Published on January 13, 2009 at 2:41pm

Hours before the clink of champagne flutes ring in another new year, Julia Haile testifies to a seated and sober crowd.

"It's your thing," the petite, chestnut-skinned soul singer calls to the urban-outfitted midtowners in the audience.

It's New Year's Eve at the Czar Bar, a rock-and-roll joint situated near the dark underbelly of the Power & Light District.

Do what ya wanna do.

By the middle of the song, when the two trumpets and tenor saxophone behind her reach a gyrating, feverish pitch, friend by hesitant friend pull one another to the dance floor. An irony greater than the tuxedo on the band's longhaired drummer becomes clear: This audience steps to the Good Foot's rhythm.

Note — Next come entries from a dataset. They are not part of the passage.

PR #9385, opened 2026-08-07
feat(core,schemas): purge edge region-lookup cache on custom domain changes

wangsijie:
## Summary

In multi-region Cloud deployments, the edge region-lookup worker caches hostname → region/tenant bindings in Workers KV with an 8-hour TTL, but nothing invalidates those entries when a domain binding changes. When a custom domain is deleted from one tenant and re-added to a tenant in a different region, the edge keeps proxying to the old region until the entry expires, and the old region's core returns 404 for up to 8 hours.

This PR adds the core-side invalidation:

- New optional `cloudflareRegionLookupKvProvider` system configuration (`accountIdentifier`, `namespaceIdentifier`, `keyName`, `apiToken`), following the existing `cloudflareProtectedAppConfigProvider` pattern, loaded by `SystemContext`.
- New `deleteRegionLookupKvRecord()` Cloudflare KV util that deletes the `<keyName>:<hostname>` entry via the Cloudflare REST API, treating a missing key (404) as success.
- `addDomain`, `deleteDomain`, and `cleanupDomains` now purge the edge KV entry (best-effort, via `trySafe`) alongside the existing region-local Redis cache clear. `syncDomainStatus` intentionally keeps Redis-only clearing: it is polled frequently during domain verification, and the edge never caches a hostname that is not actively served.

When the configuration is absent (OSS / single-region deployments), the purge is skipped entirely, so behavior is unchanged.

A complementary edge-side safety net (revalidating the cached binding when a cached proxy returns 404) is implemented separately in the cloud repo's region-lookup worker.

## Testing

- `packages/core` domain library unit tests extended: purge called with the provider config on add/delete/cleanup paths, not called on status sync, skipped when unconfigured, and domain operations tolerate purge failures (21/21 passing).
- `tsc` build and ESLint clean on the changed packages.

## Checklist

- [x] unit tests
- [ ] integration tests

### DIFF
--- a/.changeset/purge-region-lookup-cache.md
+++ b/.changeset/purge-region-lookup-cache.md
@@ -1,0 +1,10 @@
+---
+'@logto/schemas': patch
+'@logto/core': patch
+---
+
+purge the edge region-lookup cache on custom domain changes
+
+In multi-region Cloud deployments, the edge worker caches hostname → region bindings, but adding or deleting a custom domain only cleared the region-local Redis cache. When a custom domain was deleted from one tenant and re-added to a tenant in a different region, the edge kept proxying to the old region until the cache entry expired (up to 8 hours), and requests failed with 404.
+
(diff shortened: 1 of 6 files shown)


wangsijie:
Closing in favor of an edge-only design: the region-lookup worker now revalidates a cached binding itself when a cached request returns 404 (logto-io/cloud#2053). This keeps cache invalidation with the component that owns the cache — core stays unaware of the edge KV, and no per-region system configuration or Cloudflare KV credentials are needed.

On the whole, the seven members of the Good Foot, who have converged on Kansas City from Midwestern states such as Nebraska and Iowa, are laid-back. At rehearsals, members casually straggle in. Collectively, they emit a self-effacing sense of humor. And they're taking their recent success with a similar insouciance.

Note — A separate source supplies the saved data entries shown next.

PR #9393, opened 2026-08-08
feat(core,console): add Custom JWT cryptographic capability

darcyYe:
## Summary

Custom JWT scripts sometimes need to put a stable differentiator into a token without putting the original value in the clear. Typical cases are sensitive but enumerable identifiers such as email addresses or phone numbers: the application still needs a claim it can compare, but it should not ship the raw value. SHA-256 gives a deterministic digest of UTF-8 text for that purpose. Because plain hashes of known identifiers are easy to reverse with precomputed tables, this change also exposes HMAC-SHA-256 keyed by an existing Custom JWT environment variable, so the digest is not useful without the secret. Neither method is intended for password storage.

The capability is a small, fixed pair of host-provided methods on the Custom JWT API context (`api.crypto.sha256()` and `api.crypto.hmacSha256()`). Algorithms and encodings are not tenant-selected strings, inputs are never interpolated into executable source, and native cryptographic objects are not exposed to the script. That keeps the privileged surface narrow and does not add a new injection path relative to today’s Custom JWT runner. Self-hosted execution still follows the existing trusted-script model; this change does not claim to turn the runner into a security sandbox. Cloud runners and Actions scripts do not receive `api.crypto`.

- Both methods accept UTF-8 text and return a Promise of a 64-character lowercase hex digest. HMAC keys come from existing Custom JWT environment variables; the methods do not trim keys or fall back to SHA-256.
- Console authoring types, sample code, and localized guidance cover the method contract, key handling, limits, and when to use hash vs HMAC.

## Testing

Unit tests
image
image
image

## Checklist

- [x] unit tests
- [ ] integration tests


packages/console/scripts/custom-jwt-customizer-type-definition.ts
```diff
@@ -22,3 +22,35 @@ export const jwtCustomizerApiContextTypeDefinition = `type CustomJwtApiContext =
...
 };`;
+
+/**
+ * Authoring type definition when Custom JWT cryptographic capability is available.
+ * `crypto` is required so scripts can call `api.crypto.sha256()` directly.
+ *
+ * Custom JWT cryptographic capability
+ *
+ * @returns {CustomJwtApiContext}
+ */
```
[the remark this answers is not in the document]
darcyYe: Dropped `@returns` from both authoring type-definition constants; they are strings, not functions. Also removed the unused `CustomJwtApiContext` import that only existed for that tag.

packages/core/src/libraries/jwt-customizer-cryptographic-capability.ts
```diff
@@ -0,0 +1,102 @@
...
+
+const encodeUtf8WithinLimit = (value: string, label: string, maxBytes: number): Uint8Array => {
+  const bytes = textEncoder.encode(value);
+
+  if (bytes.byteLength > maxBytes) {
+    throw new TypeError(`The ${label} exceeds the maximum length of ${maxBytes} bytes.`);
+  }
+
+  return bytes;
+};
```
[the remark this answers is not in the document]
darcyYe: UTF-16 length is a lower bound on UTF-8 bytes, so `value.length > maxBytes` now rejects before `TextEncoder.encode()`. Strings that stay within that bound but exceed the limit after encoding still hit the existing byte-length check. Exact UTF-8 length cannot be computed without walking the string; this avoids allocating a huge buffer for clearly oversized input without adding a second full scan.

packages/core/src/workers/tasks/script-runner.ts
```diff
@@ -176,13 +177,19 @@ const postResult = (runId: number, result: ScriptResult) => {
...
+ * capability is available. Cloud and Actions never receive it.
  */
 const api =
   entry === 'getCustomJwtClaims'
     ? Object.freeze({
         denyAccess: (message = 'Access denied'): never => {
           throw new DenyAccessSignal(message);
         },
+        // Custom JWT cryptographic capability
+        crypto: createCustomJwtCryptographicCapability(),
```
wangsijie, line 192: Please add a comment here distinguishing this capability from the new script runtime feature — right now it's implicitly gated by the runner's rollout flag (`isDevFeaturesEnabled`, `TODO (LOG-13956)`), and it should ship after that runtime is released, not with it.

packages/core/src/libraries/jwt-customizer-cryptographic-capability.ts
```diff
@@ -0,0 +1,107 @@
+import { createHash, createHmac } from 'node:crypto';
```
wangsijie, line 1: Could this live under `src/workers/` instead? Keeping it in `libraries/` means the "worker imports Node builtins only" assertion needs an allowlist, and it points the worker's dependency graph at a directory full of `EnvSet`/DB/logging code. Moving it keeps that boundary mechanically enforced.

packages/core/src/libraries/jwt-customizer.ts
```diff
@@ -54,22 +55,38 @@ import {
...
+ *
+ * Custom JWT cryptographic capability is attached only for self-hosted development-feature
+ * execution (`isDevFeaturesEnabled && !isCloud`).
+ */
+const buildCustomJwtApiContext = (): CustomJwtApiContext => {
+  // Custom JWT cryptographic capability
+  if (EnvSet.values.isDevFeaturesEnabled && !EnvSet.values.isCloud) {
+    return Object.freeze({
+      denyAccess,
+      crypto: createCustomJwtCryptographicCapability(),
```
wangsijie, line 84: For simplicity, let's implement this on the new runtime only — the legacy VM path doesn't need it.

packages/core/src/libraries/jwt-customizer-cryptographic-capability.ts
```diff
@@ -0,0 +1,107 @@
...
+  const bytes = textEncoder.encode(value);
+
+  if (bytes.byteLength > maxBytes) {
+    throw new TypeError(`The ${label} exceeds the maximum length of ${maxBytes} bytes.`);
+  }
+
+  return bytes;
+};
+
+const assertHexDigest = (digest: string): string => {
```
wangsijie, line 50: `createHash(...).digest('hex')` can't return anything else — if this is deliberate belt-and-braces, worth a comment saying so.

packages/schemas/src/types/logto-config/jwt-customizer.ts
```diff
@@ -294,6 +294,17 @@ export const customJwtErrorBodyGuard = z.object({
 
 export type CustomJwtErrorBody = z.infer<typeof customJwtErrorBodyGuard>;
 
+/**
+ * Curated cryptographic operations exposed to a Custom JWT script through the API context.
+ *
+ * Available only when Custom JWT cryptographic capability is enabled
+ * (`isDevFeaturesEnabled && !isCloud`).
+ */
+export type CustomJwtCryptographicCapability = Readonly<{
```
wangsijie, line 303: Duplicated with the core helper's local type. Reason makes sense, but they'll drift — cross-reference in TSDoc on both sides.

packages/console/scripts/generate-jwt-customizer-type-definition.ts
```diff
@@ -13,7 +13,7 @@ import prettier from 'prettier';
 import { type ZodTypeAny } from 'zod';
 import { printNode, zodToTs } from 'zod-to-ts';
 
-import { jwtCustomizerApiContextTypeDefinition } from './custom-jwt-customizer-type-definition.js';
+import { jwtCustomizerApiContextTypeDefinition, jwtCustomizerApiContextWithCryptoTypeDefinition } from './custom-jwt-customizer-type-definition.js';
```
wangsijie, line 16: Not formatted, lint will complain.

packages/console/src/pages/CustomizeJwtDetails/utils/config.tsx
```diff
@@ -253,6 +253,34 @@ getCustomJwtClaims = async ({ api }) => {
...
+
+  // Use a high-entropy key without whitespace. Environment variables are visible
+  // to Custom JWT administrators and the execution runner; they are not a managed
+  // key system. Rotating the key changes every derived value — carry an application
+  // key version if you need a migration or dual-value period.
+  const email = context.user.primaryEmail ?? '';
+
+  // Multiple values need an unambiguous caller-defined serialization.
+  // JSON.stringify([value1, value2]) is a simple same-runtime example.
+  const digest = await api.crypto.sha256(email);
```
simeng-li, line 278: This example warns that plain SHA-256 does not hide enumerable identifiers, but then returns the raw email digest in the token. An observer can dictionary-attack that value, so returning an HMAC alongside it does not protect the identifier. Please remove `digest` from this sample or demonstrate `sha256` with non-sensitive input.

packages/console/src/pages/CustomizeJwtDetails/utils/config.tsx
```diff
@@ -253,6 +253,34 @@ getCustomJwtClaims = async ({ api }) => {
...
+
+  if (!key) {
+    throw new TypeError('HMAC_KEY is missing or empty after trim');
+  }
+
+  // Use a high-entropy key without whitespace. Environment variables are visible
+  // to Custom JWT administrators and the execution runner; they are not a managed
+  // key system. Rotating the key changes every derived value — carry an application
+  // key version if you need a migration or dual-value period.
+  const email = context.user.primaryEmail ?? '';
```
simeng-li, line 274: `primaryEmail` can be null. Falling back to an empty string gives every user without a primary email the same `stableId`, which can conflate accounts for consumers treating this as a differentiator. Please omit/reject the claim or use another non-null unique value.

packages/console/src/pages/CustomizeJwtDetails/MainContent/SettingsSection/InstructionTab/index.tsx
```diff
@@ -228,6 +230,27 @@ function InstructionTab({ isActive, section, action }: Props) {
               options={sampleCodeEditorOptions}
             />
           </GuideCard>
+          {isCustomJwtCryptographicCapabilityEnabled() && (
```
simeng-li, line 233: This card is also rendered for client-credentials customizers, but its sample dereferences `context.user`; client-credentials context only contains `application`, so copied code will fail at runtime. Please gate this card to access tokens or provide a token-specific sample.

simeng-li:
@darcyYe please check the comments above

packages/core/src/workers/tasks/script-runner.ts
darcyYe: Separated this capability from the script runtime rollout. The host now derives a spawn-only environment marker from EnvSet.values.isDevFeaturesEnabled, the worker pool key includes that state, and api.crypto is attached only when enabled. Added a same-script enabled/disabled test as well.

packages/core/src/workers/jwt-customizer-cryptographic-capability.ts
```diff
@@ -0,0 +1,107 @@
+import { createHash, createHmac } from 'node:crypto';
```
darcyYe: Moved the implementation and its tests under packages/core/src/workers. Updated the worker import-boundary assertions and verified that the production worker bundle imports Node builtins only.

packages/console/src/pages/CustomizeJwtDetails/utils/config.tsx
darcyYe: Replaced the nullable primaryEmail fallback with the non-null context.user.id as the HMAC input.

packages/schemas/src/types/logto-config/jwt-customizer.ts
darcyYe: Added cross-references in the TSDoc for both the worker-local type and the schema type, with an explicit note to keep them in sync.

packages/core/src/workers/tasks/script-runner.ts
```diff
@@ -176,13 +177,19 @@ const postResult = (runId: number, result: ScriptResult) => {
...
       })
```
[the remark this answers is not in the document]
darcyYe: Fixed in the latest commit. The host uses EnvSet.values.isDevFeaturesEnabled to set a spawn-only worker environment marker, without adding non-builtin imports to the worker entry. The pool key includes the flag, the worker conditionally attaches api.crypto, and a test covers the same script with the flag enabled and disabled.

packages/core/src/libraries/jwt-customizer-cryptographic-capability.ts
darcyYe: Removed the redundant digest validation and now return the lowercase hex digest produced by Node directly.

packages/console/src/pages/CustomizeJwtDetails/utils/config.tsx
darcyYe: Removed the plain SHA-256 email digest from the example. It now returns only the secret-keyed HMAC stable identifier.

packages/console/src/pages/CustomizeJwtDetails/MainContent/SettingsSection/InstructionTab/index.tsx
darcyYe: Gated the cryptographic capability guide card to access-token customizers, so the user-context example is no longer shown for client credentials.

packages/console/scripts/generate-jwt-customizer-type-definition.ts
darcyYe: Formatted the import. The repository precommit lint and TypeScript checks pass.

packages/core/src/libraries/jwt-customizer.ts
darcyYe: Done. After rebasing onto the current master, the legacy VM path is gone; this capability is implemented only in the worker runtime.

packages/console/src/pages/CustomizeJwtDetails/utils/config.tsx
```diff
@@ -253,6 +253,31 @@ getCustomJwtClaims = async ({ api }) => {
...
+    throw new TypeError('HMAC_KEY is missing or empty after trim');
+  }
+
+  // Use a high-entropy key without whitespace. Environment variables are visible
+  // to Custom JWT administrators and the execution runner; they are not a managed
+  // key system. Rotating the key changes every derived value — carry an application
+  // key version if you need a migration or dual-value period.
+  const userId = context.user.id;
+
+  const stableId = await api.crypto.hmacSha256({ key, input: userId });
```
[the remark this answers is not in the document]
darcyYe: Correction to my previous reply: addressed with token-specific examples in 6ad84556c. The access-token example continues to use context.user.id. The client-credentials example reads the optional context.application.customData.ownerId, returns no claim when it is absent, and HMACs it into stableOwnerId when present, so tokens can be correlated by owner without exposing the original owner ID.

packages/core/src/libraries/script-runner/worker-thread-script-runner.ts
```diff
@@ -100,13 +110,22 @@ export class WorkerThreadScriptRunner implements ScriptRunner {
     // every run against a broken build fails the same way instead of retrying the resolution.
     this.workerPath ||= resolveWorkerPath();
     const workerPath = await this.workerPath;
-    const key = this.buildKey(keyPrefix, entry, limits.memoryMb, script);
+    // Custom JWT cryptographic capability. Keep this gate independent from the script runtime.
+    const isCustomJwtCryptographicCapabilityEnabled = EnvSet.values.isDevFeaturesEnabled;
+    const spawn: WorkerSpawnOptions = {
```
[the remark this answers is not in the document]
darcyYe: Correction to my previous reply: we are keeping the direct gate read here. EnvSet.values.isDevFeaturesEnabled is runtime-injected process configuration and is used as a constant-like value at execution time. This module runs on the host side and is not part of the script worker bundle, so it does not add EnvSet, DB, or config dependencies to the worker graph; the production worker-bundle boundary test continues to enforce Node-builtins-only imports. Reading the actual runtime gate here also prevents callers from supplying a capability state that could diverge from the pool key or spawned worker.

charIeszhao (approved):

wangsijie:
This capability was originally needed by the legacy `node:vm` runtime, where scripts could not access cryptographic APIs directly. The new script runtime exposes Web Crypto in both self-hosted and Cloud Dynamic Workers, so SHA-256 and HMAC-SHA-256 can now be implemented directly:

```js
const toHex = (buffer) =>
  [...new Uint8Array(buffer)]
    .map((byte) => byte.toString(16).padStart(2, "0"))
    .join("");

const sha256 = async (input) =>
  toHex(await crypto.subtle.digest("SHA-256", new TextEncoder().encode(input)));

const hmacSha256 = async (key, input) => {
  const cryptoKey = await crypto.subtle.importKey(
    "raw",
    new TextEncoder().encode(key),
    { name: "HMAC", hash: "SHA-256" },
    false,
    ["sign"]
  );

  return toHex(
    await crypto.subtle.sign("HMAC", cryptoKey, new TextEncoder().encode(input))
  );
};
```

`api.crypto` would therefore duplicate an existing cross-runtime capability while introducing an OSS-only API contract. Closing this PR since the original runtime limitation no longer exists.

wangsijie:
Follow-up documentation PR: https://github.com/logto-io/docs/pull/1490

It documents the standard Web APIs available to Custom JWT and Action scripts across self-hosted Logto and Logto Cloud, including Web Crypto, with SHA-256 and HMAC-SHA-256 examples.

Founded in July 2008, the Kansas City-based soul cover band already attracts a significant following to regular gigs throughout the city and will spend the month of January doing a Tuesday-night residency at Davey's Uptown Ramblers Club. Crowds that were at first small gatherings of supportive friends and family now include a passel of anonymous faces. "People find out about it, and they want to tell their friends," says keyboard player and backup singer Adam Wagner.

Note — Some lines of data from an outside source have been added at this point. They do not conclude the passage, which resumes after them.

PR #9399, opened 2026-08-10
feat(schemas): add cimd grant organizations table

xiaoyijun:
## Summary

Add the `cimd_grant_organizations` table for grant-scoped organization authorization on CIMD clients (LOG-13992).

- Organization access for CIMD clients follows the single authorization instead of a long-lived cross-grant relation: an unregistered URL identity has no deletion lifecycle and its ownership can change hands, so long-term accumulation is the risk.
- Rows cascade away with the Grant row in `oidc_model_instances` (revocation hard-deletes it) and with the user's organization membership.
- `grant_model_name` is fixed to `'Grant'` by a check constraint so the composite foreign key can target Grant rows in the polymorphic instances table.
- The table structurally allows multiple organizations per grant; the one-grant-one-organization product rule is enforced at the consent layer (LOG-13930).

Schema only — queries and enforcement land with LOG-13993 (issuance) and LOG-13930 (consent write).

## Testing

Tested locally.

## Checklist

- [ ] `.changeset`
- [ ] unit tests
- [ ] integration tests

### DIFF
--- a/packages/schemas/alterations/next-1786325989-add-cimd-grant-organizations-table.ts
+++ b/packages/schemas/alterations/next-1786325989-add-cimd-grant-organizations-table.ts
@@ -32,6 +32,15 @@ const alteration: AlterationScript = {
           on update cascade on delete cascade
       );
     `);
+    /**
+     * Backs the membership FK's cascade lookup; the PK leaves `organization_id` outside its
+     * usable prefix. The table is created empty in this transaction, so a plain (non-concurrent)
+     * index build is free.
+     */
+    await pool.query(sql`
+      create index cimd_grant_organizations__organization_id_user_id
+        on cimd_grant_organizations (tenant_id, organization_id, user_id);
+    `);
     await applyTableRls(pool, 'cimd_grant_organizations');
   },
   down: async (pool) => {
--- a/packages/schemas/alterations/next-1786325989-add-cimd-grant-organizations-table.ts
+++ b/packages/schemas/alterations/next-1786325989-add-cimd-grant-organizations-table.ts
@@ -1,0 +1,45 @@
+import { sql } from '@silverhand/slonik';
+
+import type { AlterationScript } from '../lib/types/alteration.js';
+
+import { applyTableRls, dropTableRls } from './utils/1704934999-tables.js';
+
+/**
+ * Add the grant-scoped organization authorization table for client ID metadata document (CIMD)
+ * clients. CIMD clients are unregistered URL identities with no deletion lifecycle and
+ * transferable ownership, so organization access follows the single authorization instead of a
+ * long-lived cross-grant relation: rows cascade away with the Grant row (revocation hard-deletes
+ * it) and with the user's organization membership.
+ */
+const alteration: AlterationScript = {
+  up: async (pool) => {
+    await pool.query(sql`
+      create table cimd_grant_organizations (
+        tenant_id varchar(21) not null
+          references tenants (id) on update cascade on delete cascade,
+        grant_id varchar(128) not null,
+        grant_model_name varchar(64) not null default 'Grant',
+        organization_id varchar(21) not null,
+        user_id varchar(21) not null,
+        primary key (tenant_id, grant_id, organization_id),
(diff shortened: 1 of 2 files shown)


xiaoyijun:
Two suggestions from review, plus one note for the follow-up issues:

**1. Consider an index for the membership-FK cascade path**

Deleting an `organization_user_relations` row (member removal; user or organization deletion) triggers a per-row cascade lookup on `(tenant_id, organization_id, user_id)` here. The PK `(tenant_id, grant_id, organization_id)` only covers the `tenant_id` prefix, so each deleted membership row scans all of the tenant's rows in this table, and organization deletion amplifies that by member count.

The scan is larger than live-grant cardinality suggests, because rows live as long as the Grant *row*, not the Grant's validity: Cloud's `prune-oidc-model-instances` timer only deletes instances expired for more than `PRUNE_OIDC_MODEL_INSTANCES_RETENTION_DAYS` (default 365), and OSS has no pruner, so expired grants' rows linger here for up to a year on Cloud and indefinitely on OSS. The referenced table has precedent for a supporting index (`organization_user_relations__tenant_id_user_id`, backing its composite FK to `users`):

```sql
create index cimd_grant_organizations__organization_id_user_id
  on cimd_grant_organizations (tenant_id, organization_id, user_id);
```

**2. Document the `user_id` ↔ Grant `accountId` invariant**

`user_id` must equal the Grant's `accountId`, which lives in the JSONB payload where no FK can reach; a mismatched write would tie the row to the wrong user's membership lifecycle. Enforcement lands with the consent write (LOG-13930) — suggest a TSDoc line on the column so the invariant is explicit, e.g. `/** Must match the account the Grant was issued to; enforced at the consent write. */`

**3. Note for LOG-13993 (no change needed here)**

Because of the pruning lag above, row presence must never be read as authorization validity — an expired grant's row (and this table's row with it) can persist long after the grant is unusable. Resolution must go through Grant loading, where the provider rejects expired grants via the payload's `exp` regardless of row presence.

xiaoyijun:
All three verified and handled in aa2e56b:

1. **Index added** to both the table SQL and the alteration — `cimd_grant_organizations__organization_id_user_id` on `(tenant_id, organization_id, user_id)`. Plain (non-concurrent) build: the table is created empty in the same transaction, so there is nothing to lock.
2. **`user_id` invariant documented** as a TSDoc comment on the column; it flows into the generated `CimdGrantOrganization` type. Enforcement stays with the consent write (LOG-13930), which takes both the row's `user_id` and the Grant's `accountId` from the same session.
3. **Recorded on LOG-13993**: the grant-scoped lookup is an additional condition after the provider has loaded and validated the live grant (refresh grant validates before the organization check; expiry is rejected via the payload's `exp`) — row presence is never read as validity.

xiaoyijun:
> [!NOTE]
> This review was performed by Claude Code (AI assistant) at the author's request, posted from the author's account.

**Final review — LGTM.**

Both suggestions from the [previous review](https://github.com/logto-io/logto/pull/9399#issuecomment-5235093206) are addressed in aa2e56be9:

- The membership-cascade index `cimd_grant_organizations__organization_id_user_id (tenant_id, organization_id, user_id)` is added identically to the alteration and the table definition, so the deploy-vs-alterations schema comparison stays in sync; `down` needs no separate drop since dropping the table drops its indexes.
- The `user_id` ↔ Grant `accountId` invariant is now documented on the column, with enforcement explicitly assigned to the consent write.

Re-verified on the final diff: composite FK targets exist (`oidc_model_instances` unique `(tenant_id, model_name, id)`; `organization_user_relations` PK), column widths match the referenced columns exactly, `init_order = 3` sits after both dependencies (1 and 2), RLS is covered on both install paths (`_after_each` on fresh seed, `applyTableRls` in the alteration), the alteration timestamp sorts after the latest existing script, and the Grant-side cascade lookup stays index-backed via the PK prefix `(tenant_id, grant_id)`.

The remaining note — row presence ≠ authorization validity given the pruner's retention lag — requires no change here and carries over to the LOG-13993 consumption path.

wangsijie (approved):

Wagner attributes the band's popularity to the scarcity of Motown cover bands. "A lot of musicians want to do original stuff," he says. (The same can also be said for the Good Foot; members say they plan to compose original soul songs in the coming year.) Motown music, Wagner argues, has a built-in universal appeal. "Anybody who grew up with an oldies station in the area kind of, like, knows what we're doing," he says.

The band's co-founder and de facto spokesperson, Wagner fondly remembers watching a 60-something woman dance with his 21-year-old friend at a recent show. "It's just like age doesn't seem to matter. Everybody seems to enjoy it," he says. "If we do our job right," he adds, "people will either be dancing or making out the whole time that we're playing." (Sometime in the middle of their New Year's Eve show, a couple makes out longer than one imagines is possible with normal respiratory function.)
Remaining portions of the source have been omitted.